Ротмистр долго молчал, всматриваясь в лицо Дебольцова. Пожевал губами, наклонился и вдруг положил на столик пухлый мешок:
— Здесь кое-какая одежонка — досталась по случаю… Да уж лучше вашей, вас же за версту видать. Переодевайтесь, а потом подумаем, как быть дальше. Вы безумны, полковник, и мне это нравится…

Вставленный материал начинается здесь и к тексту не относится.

PR #23, opened 2020-08-04
All states

kyracq:

- All states work for AmCharts
- States dropdown created in for loop
- geoJson files only loaded when state queried


src/main/webapp/data-visualization.js
```diff
@@ -1,15 +1,27 @@
-function getGeoData(location, isCountyQuery) {
+async function getGeoData(location, isCountyQuery) {
```
shulijones, line 1: Could you add docstrings/descriptions to functions that don't have them?

src/main/webapp/state-info.js
```diff
@@ -18,9 +18,9 @@ const stateInfo = {
     '06': {
         'name': 'California',
         'ISO': 'US-CA',
-        lat: 38,
-        lng: -120,
-        zoomLevel: 6,
+        'lat': 38,
```
otobin, line 21: Thanks for fixing these! I'll make sure to add them for all the states so that the geoJson can load for all states.

src/main/webapp/query-control.js
```diff
@@ -119,4 +119,48 @@ function replaceValueIfEmpty(dataListId) {
...
+}
+
+function createStateDropdownList() {
+  const datalist = document.getElementById('location');
+  let optionElem = document.createElement('option');
+  optionElem.value = 'each U.S. state';
+  optionElem.setAttribute('data-value', 'state');
+  datalist.appendChild(optionElem);
+
+  for (const state in stateInfo) {
```
shulijones, line 155: Would it potentially make more sense to sort the states before you iterate through them, so that they are added to the dropdown in sorted order, rather than adding them unsorted and then sorting the dropdown? If you could get them into an array (like just the name or number), then you could use JS's built-in sort method and wouldn't have to write your own.

src/main/webapp/data-visualization.js
```diff
@@ -1,15 +1,27 @@
...
+        document.body.appendChild(script);
+        script.onload = resolve;
+        script.onerror = reject;
+        script.async = true;
+        script.src =
+        `https://www.amcharts.com/lib/4/geodata/region/usa/${abbrev}Low.js`;
+      });
+      stateInfo[location].geoJsonLoaded = true;
+    }
+    return window['am4geodata_region_usa_' + abbrev + 'Low'];
```
otobin, line 16: This is such a smart way to load the files !

src/main/webapp/data-visualization.js
```diff
@@ -283,4 +295,4 @@ function setStyle(isCountyQuery) {
     const amChartsDiv = document.getElementById('am-charts');
     amChartsDiv.style.display = 'block';
   }
-}
\ No newline at end of file
+}
```
otobin, line 298: nit: function is outdated. Should resolve itself in the master.

src/main/webapp/query-control.js
```diff
@@ -119,4 +119,48 @@ function replaceValueIfEmpty(dataListId) {
...
+    if (stateInfo.hasOwnProperty(state)) {
+      if (state !== '72') { // Skip Puerto Rico
```
otobin, line 157: Would it be better to just delete Puerto Rico from the stateInfo file?

src/main/webapp/query-control.js
otobin: ^^ You would have to iterate through the stateInfo file an extra time but having a sorted list of the numerical values of all the states might be useful for some future functions.

src/main/webapp/query-control.js
nsri-google, line 157: instead can you just remove this entry from stateinfo file.

kyracq: The Census API returns Puerto Rico as a state and I couldn't find a way to query all states excluding Puerto Rico. So, I wasn't able to remove PR from state-info without breaking the each U.S. state query.

PR #24, opened 2020-08-04
Data table

kyracq:
Updates: Use Visualization API for data table, link to census table

deployed at https://censusviz.appspot.com/
- show/hide data table corresponding to map

I think we'd also wanted to link to a table from the census such as this one https://data.census.gov/cedsci/table?q=ACS&hidePreview=true&tid=ACSDP1Y2018.DP05&vintage=2018&g=0400000US04 but I don't know of a straight forward way to get a link to the table data corresponding to our map. Let me know if you have suggestions, I was thinking just showing our own table may be sufficient


src/main/webapp/style.css
```diff
@@ -52,21 +56,32 @@ input[type=submit] {
...
   transition: all .4s ease-in-out;
 }
 
+button,
 input[type=submit]:focus {
   outline: 0;
 }
 
+button {
+  background: blue;
```
shulijones, line 75: Nit: I don't love this shade. To my eyes, it seems too bright for the relatively large size of the button. I'd prefer either something a bit darker, or to flip to having the text be black and go with a much lighter blue.

src/main/webapp/query-control.js
```diff
@@ -20,6 +20,7 @@ function registerServiceWorker() {
 // to be reformatted and visualized.
 function passQuery() {
   document.getElementById('map-title').innerText = '';
+  document.getElementById('data-table').innerHTML = '';
   am4core.disposeAllCharts();
   document.getElementById('more-info').innerText = 'Please wait. Loading...';
   document.getElementById('result').style.display = 'block';
```
shulijones, line 26: We've got a lot of stuff going on here at this point. Maybe we should make a separate smaller function, something like 'clearPreviousResult', and put all of that in there. Then it would make sense to call clearPreviousResult each time a new query is passed in.

src/main/webapp/data-visualization.js
```diff
@@ -296,3 +299,47 @@ function setStyle(isCountyQuery) {
     amChartsDiv.style.display = 'block';
   }
 }
+
+/**
+ * Create and return an HTML table using the data in dataArray.
+ * Uses first row in dataArray as table headers.
+ */
+function createDataTable(dataArray) {
```
shulijones, line 307: I sort of wonder if there's a shorter way to do this, but I can't quite think of any... you could make a createTableRow function but not sure if it really adds any efficiency.

src/main/webapp/style.css
kyracq: Toned down the blue and added dim on hover to all buttons. Let me know if you think it should be lighter/darker!

src/main/webapp/query-control.js
kyracq: Done!

src/main/webapp/data-visualization.js
kyracq: Moved the data table creation to inside the create data array function, so we don't loop through the data twice. Let me know your thoughts on this change

src/main/webapp/data-visualization.js
```diff
@@ -226,18 +232,18 @@ function getMinAndMaxPopulation(populationArray) {
 // Takes in mapsData object which has a data structure that maps
 // counties to populations, a max population, and a min population.
 // Initializes the geoJson and adds multiple event listeners.
-async function displayCountyGeoJson(mapsData, stateName) {
+async function displayCountyGeoJson(mapsData, stateNumber) {
```
otobin, line 235: good call on changing the variable name

src/main/webapp/style.css
otobin: I think it looks great! The blue theme is really nice

src/main/webapp/data-visualization.js
```diff
@@ -296,3 +302,47 @@ function setStyle(isCountyQuery) {
     amChartsDiv.style.display = 'block';
   }
 }
+
+function initDataTable(isCountyQuery) {
```
otobin, line 306: quick function description for consistency might be good but the function name makes it readable/understandable

nsri-google, line 306: This is a simple and good start. For next steps, you could also consider using google table visualization (https://developers.google.com/chart/interactive/docs/gallery/table) to display the table. It allows you sorting by any column automatically.

src/main/webapp/data-visualization.js
```diff
@@ -296,3 +302,47 @@ function setStyle(isCountyQuery) {
...
+  tableRow.appendChild(value);
+  table.appendChild(tableRow);
+  return table;
+}
+
+/**
+ * Create and return an HTML table using the data in dataArray.
+ * Uses first row in dataArray as table headers.
+ */
+function appendRowToDataTable(table, locationName, population) {
```
nsri-google, line 324: Maybe this should be combined with initDataTable. You can collect all the data in variables and have one function that creates the table and populates all the information in it.

anicr7, line 324: The data doesn't seem to be sorted by name or value. This might make it little difficult to read.

How about sorting the data either during the append or during display?

src/main/webapp/data-visualization.js
```diff
@@ -129,21 +128,28 @@ function createDataArray(censusDataArray, isCountyQuery) {
   const vizDataArray = [];
   // first row is headers
   const regionIndex = censusDataArray[0].indexOf('state');
-  censusDataArray = censusDataArray.splice(1); // get rid of header row
+  censusDataArray = censusDataArray.slice(1); // get rid of header row
   // Check to see if an extra calculation for percentages is needed
+  const table = initDataTable(isCountyQuery);
```
nsri-google, line 133: Instead of creating a table element here start collecting the data in variable(s) and then just before the 
"document.getElementById('data-table').appendChild(table);" line you can call one function that creates the table. This isolates all the table creation stuff to one function and you easily replace that with some other way to display the data should you choose to.

src/main/webapp/style.css
shulijones: Looks great, thank you!

src/main/webapp/query-control.js
```diff
@@ -14,13 +14,18 @@ function registerServiceWorker() {
...
 // Get the query the user entered and display the result.
 // Breaks down the query and passes it to the backend to be analyzed;
 // the backend returns the appropriate data, which is then passed off
 // to be reformatted and visualized.
 function passQuery() {
-  document.getElementById('map-title').innerText = '';
-  am4core.disposeAllCharts();
+  clearPreviousResult();
   document.getElementById('more-info').innerText = 'Please wait. Loading...';
   document.getElementById('result').style.display = 'block';
```
shulijones, line 30: Could these also go into clearPreviousResult? Not sure, open to your thoughts

src/main/webapp/data-visualization.js
```diff
@@ -296,3 +302,47 @@ function setStyle(isCountyQuery) {
...
+ */
+function appendRowToDataTable(table, locationName, population) {
+  const tableRow = document.createElement('tr');
+  const region = document.createElement('td');
+  const value = document.createElement('td');
+  region.innerText = locationName;
+  value.innerText = population;
+  tableRow.appendChild(region);
+  tableRow.appendChild(value);
+  table.appendChild(tableRow);
```
shulijones, line 332: Some of this looks very similar to initDataTable; is there a way to write those lines of code just once?

src/main/webapp/data-visualization.js
shulijones: I think that's a great idea! I see there are some other comments on that section now, but overall the move makes sense to me.

src/main/java/QueryServlet.java
```diff
@@ -15,39 +16,94 @@
 @WebServlet("/query")
 public class QueryServlet extends HttpServlet {
 
-  // Hardcoded initial choices for which lines of the data table are accessed
+  // Hardcoded initial choices for which lines of which data table are accessed
   Map<String, Map<String, String>> queryToDataRow =
       ImmutableMap.of(
           "live",
-          ImmutableMap.of("under-18", "0019E", "over-18", "0021E", "all-ages", "0001E"),
+          ImmutableMap.of(
```
shulijones, line 23: I know the linting recommended all these line breaks, but it doesn't seem to be recommended in the Java style guide (or could you point me to where it is?) It seems sort of inefficient to me as a formatting strategy. Happy to hear arguments otherwise however

src/main/webapp/data-visualization.js
```diff
@@ -306,38 +301,24 @@ function setStyle(isCountyQuery) {
...
-  tableRow.appendChild(value);
-  table.appendChild(tableRow);
+// Draw data table using Visualization API
+function drawTable(dataArray, isCountyQuery) {
+  google.charts.load('current', {'packages': ['table']});
+  google.charts.setOnLoadCallback(() => {
+    const data = new google.visualization.DataTable();
+    const nameHeader = isCountyQuery ? 'County' : 'State';
+    data.addColumn('string', nameHeader);
+    data.addColumn('number', 'Population');
```
shulijones, line 311: We probably want to change this text to be something more dynamic, since it's not always Population, but that can be a later job

src/main/webapp/data-visualization.js
```diff
@@ -306,38 +301,24 @@ function setStyle(isCountyQuery) {
...
+    dataArray.forEach((elem) => {
+      data.addRow([elem.name, parseInt(elem.value)]);
+    });
+    const table = new google.visualization.Table(
+        document.getElementById('data-table'));
+    table.draw(data, {width: '100%', height: '100%'});
```
shulijones, line 317: Do we want to reduce the width of the table? It stretches across my screen but it's mostly empty space, and the numbers and the text end up really far away from each other. I think it might read more easily at approximately the width you had before

src/main/webapp/query-control.js
```diff
@@ -56,23 +57,27 @@ function passQuery() {
...
-          .then((censusDataArray) => {
+        response.json()
+        .then((response) => {
             // censusDataArray is a 2D array, where the first row is a
             // header row and all subsequent rows are one piece of
             // data (e.g. for a state or county)
-            displayVisualization(censusDataArray, description,
+            displayVisualization(JSON.parse(response.data), description,
               location, isCountyQuery);
+            displayLinkToCensusTable(response.table, year);
```
shulijones, line 80: I like the way you set this up, so that the info goes from the backend, to the control, and then directly to a new JS function (rather than getting dragged along through all our other JS functions).

src/main/webapp/data-visualization.js
```diff
@@ -349,3 +330,13 @@ function toggleDataTable() {
     document.getElementById('toggle-data-btn').innerText = 'Display raw data';
   }
 }
+
+// Display link to data.census.gov table for the table the displayed
+// data is from.
+function displayLinkToCensusTable(tableString, year) {
+  const tablePrefix = tableString[0] === 'S' ? 'SPP' : 'DP';
```
shulijones, line 337: There's actually three kinds of tables: the ones that start with DP, the ones that start with SPP, and the ones that start with S (unfortunately). It looks like this doesn't take into account the ones that start with S.
Also, those are just the three kinds we're using right now, so potentially we might have to change this code if we added a fourth kind. Is there a way to do these calculations in the Java backend, so that the javascript doesn't have to know anything about SPP vs DP vs S, and it's all kept in one place when we need to change it?

src/main/webapp/data-visualization.js
otobin: This may be a hot take but I think I actually like it better without the data table API. Maybe we could adjust the width/font size of this table to make it look nicer but I'm still not a fan of the header in this one. Happy to hear any other thoughts though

Дом Дебольцовых в Петербурге был на Морской — там, где она плавно подходит к Мойке у Почтамтского моста. От вокзала решили идти пешком, это даже приятно было: сколько не виделись с Невским, с городом. Здесь все изменилось. Не стучали по деревянной шашке извозчики, редко, невсамделишно грохотали по тесаному камню трамваи посреди мостовой, и публика теперь была невозможная: матросы с винтовками, патрули с красными повязками, на каждом шагу — озабоченные женщины — редкая в шляпке, все больше в платочках. Храм Знамения Пресвятой Богородицы напротив вокзала был закрыт, у статуи Александра III, сплошь заклеенной реввоззваниями и объявлениями, митинговали анархисты с черным флажком, посередине проспекта приплясывали под гармошку человек двадцать — молодые люди в крагах на крючковатых ножках, с красными бантами на толстовках, матросики, истерично-истощенного вида пишбарышни, утомленные беспрерывными сношениями в служебной обстановке и прямо на столе, все пели визгливые частушки — Дебольцов и Бабин и слушать бы не стали, но заметили остолбеневшего генерала в шинели с красными отворотами, без погон и кокарды, с ним рядом замерла жена в черном кружевном платке и сын-гимназист. Его превосходительство держал в правой руке горбушку ржаного, а на землистом лице метался такой неприкрытый ужас, что Бабин подскочил, отвел почтительно на тротуар и еще минуту стоял рядом, что-то объясняя или уговаривая, и Дебольцов услышал пролетарское:
Попадья нальет попу супу из кастрюлечки,
А мы попов стреляем влет, зря не тратим пулечки!
И еще:
Выбрил тело, выбрил лоб, выбрил чисто лице я,
А попа положил в гроб — цвети, революция!
Бабин вернулся, встал рядом, прикрыл козырьком глаз:
— Что скажете, Алексей Александрович?
— Не знаю. Страшно. Они же все в Бога верили…
— Значит — не все. Или не верили. Белинского не изволили читать?
— Это демократ такой был? Лет сто назад? Что-то говорили…
— Вот видите, полковник… Чего-то недочитал вовремя — чего-то и не понял. А что, время у нас есть, поговорим две минутки.